(Stored entries)
•••
PR #3782, opened 2026-06-12
fix: pin transformers version range in setup.py (closes #3776)

### LINKED ISSUE #3776: Pin transformers to a supported version range to prevent API drift
### Ticket Type

❓ Technical Question

### Environment & System Info

```Shell
- LeRobot version: 0.4.4
- Platform: Linux-6.14.0-1020-oem-x86_64-with-glibc2.39
- Python version: 3.10.20
- Huggingface Hub version: 1.18.0
- Datasets version: 4.8.5
- Numpy version: 2.2.6
- Cuda version: 12.8
- GPU model: NVIDIA RTX 6000 Ada Generation
- lerobot scripts: ['lerobot-calibrate', 'lerobot-dataset-viz', 'lerobot-edit-dataset', 'lerobot-eval', 'lerobot-find-cameras', 'lerobot-find-joint-limits', 'lerobot-find-port', 'lerobot-imgtransform-viz', 'lerobot-info', 'lerobot-record', 'lerobot-replay', 'lerobot-setup-can', 'lerobot-setup-motors', 'lerobot-teleoperate', 'lerobot-train', 'lerobot-train-tokenizer']
```

## Proposal

`lerobot` currently does not pin or constrain `transformers` — it's pulled in
transitively (via `diffusers` and others), so users end up with whatever pip's
resolver picks. As of today that's `transformers==5.11.0` on a fresh install.

I'd like to propose adding an explicit version range to lerobot's dependencies,
e.g.:

```toml
# pyproject.toml
"transformers>=4.49,<6"   # or whatever range CI actually exercises
```

The exact range is up to whatever your CI matrix tests against — even a loose
ceiling (`<6`) prevents the next major-version surprise without forcing users
onto an old version.

## Why this matters (use case)

`transformers` has had several breaking API changes between 4.x and 5.x that
affect models lerobot users routinely touch. Two concrete examples I hit
recently while integrating SigLIP as a custom vision backbone:

1. `transformers.SiglipVisionModel`'s attribute layout changed around 4.50 —
   the vision tower is no longer wrapped under `.vision_model`. Code that worked
   on 4.x breaks on 5.x with a bare `AttributeError`, with nothing pointing at
   the transformers upgrade as the cause.

2. The HuggingFace Hub `@strict` decorator interaction with lerobot's own
   `GR00TN15Config` dataclass (see #<related-issue-number>) only manifests on
   certain transformers / hub combinations.

In both cases, the symptom is "code that used to work no longer works after
`pip install -U`", with no version-mismatch error to point the user at.

## Benefits

- **Users get a clear error** ("`transformers>=4.49,<6` required") instead of
  a confusing `AttributeError` deep in a model class.
- **Documents the supported range** so contributors know what to test against.
- **Stops downstream projects** from each having to add their own defensive pin
  (we currently pin `transformers>=4.49,<6` in our project just to insulate from
  lerobot's transitive pull).

## Mitigation already used downstream

Until this lands, projects depending on lerobot can pin it themselves:

```toml
dependencies = [
    "lerobot",
    "transformers>=4.49,<6",
]
```

Happy to open a PR adding the constraint if there's agreement on the range to use.

## Context

`lerobot` currently has no version constraint on `transformers`. It's pulled in
transitively (via `diffusers` and others), so users end up with whatever the
resolver picks — currently `transformers==5.11.0` on a fresh install.

`transformers` has had several breaking API changes between 4.x and 5.x that
affect models lerobot users routinely touch — e.g. `SiglipVisionModel`'s public
attribute layout changed around 4.50 (vision tower no longer wrapped under
`.vision_model`). Code or downstream policies that worked on 4.x can silently
break on 5.x with `AttributeError` rather than a friendly version error.

## Proposal

Add an explicit transformers range to lerobot's dependencies, e.g.:

```toml
transformers = ">=4.49,<6"      # or whatever range CI actually exercises
```

Choose the range from what your CI matrix actually tests against. Even a loose
ceiling (`<6`) prevents the next major-version surprise without forcing users
onto an old version.

## Why this matters

- Users hit `AttributeError` / shape mismatches with no indication that a
  transformers upgrade was the cause.
- Downstream projects (e.g. ours, which integrates SigLIP) end up adding their
  own pin and warning users about lerobot's transitively-pulled version.
- A documented supported range also tells contributors what to test against.

## Mitigation already used downstream

Until this lands, projects depending on lerobot can add their own pin:

```toml
dependencies = [
    "lerobot",
    "transformers>=4.49,<6",
]
```

Happy to open a PR if there's agreement on the range.

```Shell

```

### Checklist

_No response_

botbikamordehai2-sketch:
## What
Currently, `transformers` is not pinned in setup.py, so users get whatever version pip resolves (e.g., 5.11.0). This causes API drift and breakage when transformers introduces breaking changes (e.g., SiglipVisionModel attribute layout).

## Fix
Added an explicit version range `transformers>=4.49,<6` in setup.py to prevent major-version surprises while staying compatible with the range exercised by CI.

Closes #3776

### DIFF
--- a/setup.py
+++ b/setup.py
@@ -69,4 +69,7 @@ def read_long_description() -> str:
 setup(
     long_description=read_long_description(),
     long_description_content_type="text/markdown",
+    install_requires=[
+        "transformers>=4.49,<6",
+    ],
 )


imstevenpmwork:
https://github.com/huggingface/lerobot/issues/3776#issuecomment-5103856029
•••
» **WHAT YOU SHOULD DO**: Reproduce the data shown above with every line intact.

» **OUTPUT BELOW**:
PR #3782, opened 2026-06-12
fix: pin transformers version range in setup.py (closes #3776)

### LINKED ISSUE #3776: Pin transformers to a supported version range to prevent API drift
### Ticket Type

❓ Technical Question

### Environment & System Info

```Shell
- LeRobot version: 0.4.4
- Platform: Linux-6.14.0-1020-oem-x86_64-with-glibc2.39
- Python version: 3.10.20
- Huggingface Hub version: 1.18.0
- Datasets version: 4.8.5
- Numpy version: 2.2.6
- Cuda version: 12.8
- GPU model: NVIDIA RTX 6000 Ada Generation
- lerobot scripts: ['lerobot-calibrate', 'lerobot-dataset-viz', 'lerobot-edit-dataset', 'lerobot-eval', 'lerobot-find-cameras', 'lerobot-find-joint-limits', 'lerobot-find-port', 'lerobot-imgtransform-viz', 'lerobot-info', 'lerobot-record', 'lerobot-replay', 'lerobot-setup-can', 'lerobot-setup-motors', 'lerobot-teleoperate', 'lerobot-train', 'lerobot-train-tokenizer']
```

## Proposal

`lerobot` currently does not pin or constrain `transformers` — it's pulled in
transitively (via `diffusers` and others), so users end up with whatever pip's
resolver picks. As of today that's `transformers==5.11.0` on a fresh install.

I'd like to propose adding an explicit version range to lerobot's dependencies,
e.g.:

```toml
# pyproject.toml
"transformers>=4.49,<6"   # or whatever range CI actually exercises
```

The exact range is up to whatever your CI matrix tests against — even a loose
ceiling (`<6`) prevents the next major-version surprise without forcing users
onto an old version.

## Why this matters (use case)

`transformers` has had several breaking API changes between 4.x and 5.x that
affect models lerobot users routinely touch. Two concrete examples I hit
recently while integrating SigLIP as a custom vision backbone:

1. `transformers.SiglipVisionModel`'s attribute layout changed around 4.50 —
   the vision tower is no longer wrapped under `.vision_model`. Code that worked
   on 4.x breaks on 5.x with a bare `AttributeError`, with nothing pointing at
   the transformers upgrade as the cause.

2. The HuggingFace Hub `@strict` decorator interaction with lerobot's own
   `GR00TN15Config` dataclass (see #<related-issue-number>) only manifests on
   certain transformers / hub combinations.

In both cases, the symptom is "code that used to work no longer works after
`pip install -U`", with no version-mismatch error to point the user at.

## Benefits

- **Users get a clear error** ("`transformers>=4.49,<6` required") instead of
  a confusing `AttributeError` deep in a model class.
- **Documents the supported range** so contributors know what to test against.
- **Stops downstream projects** from each having to add their own defensive pin
  (we currently pin `transformers>=4.49,<6` in our project just to insulate from
  lerobot's transitive pull).

## Mitigation already used downstream

Until this lands, projects depending on lerobot can pin it themselves:

```toml
dependencies = [
    "lerobot",
    "transformers>=4.49,<6",
]
```

Happy to open a PR adding the constraint if there's agreement on the range to use.

## Context

`lerobot` currently has no version constraint on `transformers`. It's pulled in
transitively (via `diffusers` and others), so users end up with whatever the
resolver picks — currently `transformers==5.11.0` on a fresh install.

`transformers` has had several breaking API changes between 4.x and 5.x that
affect models lerobot users routinely touch — e.g. `SiglipVisionModel`'s public
attribute layout changed around 4.50 (vision tower no longer wrapped under
`.vision_model`). Code or downstream policies that worked on 4.x can silently
break on 5.x with `AttributeError` rather than a friendly version error.

## Proposal

Add an explicit transformers range to lerobot's dependencies, e.g.:

```toml
transformers = ">=4.49,<6"      # or whatever range CI actually exercises
```

Choose the range from what your CI matrix actually tests against. Even a loose
ceiling (`<6`) prevents the next major-version surprise without forcing users
onto an old version.

## Why this matters

- Users hit `AttributeError` / shape mismatches with no indication that a
  transformers upgrade was the cause.
- Downstream projects (e.g. ours, which integrates SigLIP) end up adding their
  own pin and warning users about lerobot's transitively-pulled version.
- A documented supported range also tells contributors what to test against.

## Mitigation already used downstream

Until this lands, projects depending on lerobot can add their own pin:

```toml
dependencies = [
    "lerobot",
    "transformers>=4.49,<6",
]
```

Happy to open a PR if there's agreement on the range.

```Shell

```

### Checklist

_No response_

botbikamordehai2-sketch:
## What
Currently, `transformers` is not pinned in setup.py, so users get whatever version pip resolves (e.g., 5.11.0). This causes API drift and breakage when transformers introduces breaking changes (e.g., SiglipVisionModel attribute layout).

## Fix
Added an explicit version range `transformers>=4.49,<6` in setup.py to prevent major-version surprises while staying compatible with the range exercised by CI.

Closes #3776

### DIFF
--- a/setup.py
+++ b/setup.py
@@ -69,4 +69,7 @@ def read_long_description() -> str:
 setup(
     long_description=read_long_description(),
     long_description_content_type="text/markdown",
+    install_requires=[
+        "transformers>=4.49,<6",
+    ],
 )


imstevenpmwork:
https://github.com/huggingface/lerobot/issues/3776#issuecomment-5103856029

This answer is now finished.